People often approach performance this way - trying to apply specific pieces of knowledge to see what will happen. I do it too. It’s not a horrible way to learn. You run experiments, then do your best to explain the results. However without knowing what your code is limited by, this could all be very academic, or irrelevant. And taking on a large code refactoring exercise using this sort of mentality might not be the best use of your time.

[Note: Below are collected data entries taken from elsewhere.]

PR #4428, opened 2015-11-16
Add imageSize regression test for ol.source.ImageWMS

ahocevar:
Added test as follow-up on #4408.


marcjansen:
Gjslint now complaints that `image` is declared but not used.

ahocevar:
Ok, another attempt then...

ahocevar:
Now Travis is finally happy :smile:

marcjansen:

For a large amount of expended effort, I’d want to have some assurance or likelihood of a payoff at the other end.

My advice when teaching CUDA is that you should have a few (possibly just two, but maybe as many as 10 or so) basic paradigms understood so that you “tend” to write performant code “naturally”. For everything else, you leave that to profiler guided performance analysis and optimization. Make aggressive use of library implementations where possible.

I can’t think of any of the top 10 or so paradigms - except possibly the suggestion by njuffa about using 16 bit packed data to make more efficient use of memory - that would apply to what we’re talking about here.

My suggestion would be to write your code in a way that seems natural, understandable, and maintainable to you, and then let the profiler guide you.

Going after compute-boundedness (mostly what’s being discussed here) without solid evidence is very often misguided, in my experience. Many people think the arithmetic in their code is important, when actually it is they way they use memory that is most important.

Obviously I can’t speak to your specific case, YMMV, take with a grain of salt, ignore if annoying.

1 Like

I concur with this observation. The way I like to phrase it, somewhat flippantly, is that “FLOPS are too cheap to meter”. Rough guiding principles like this can be helpful, but it is best to use the CUDA profiler to actually identify specific bottlenecks.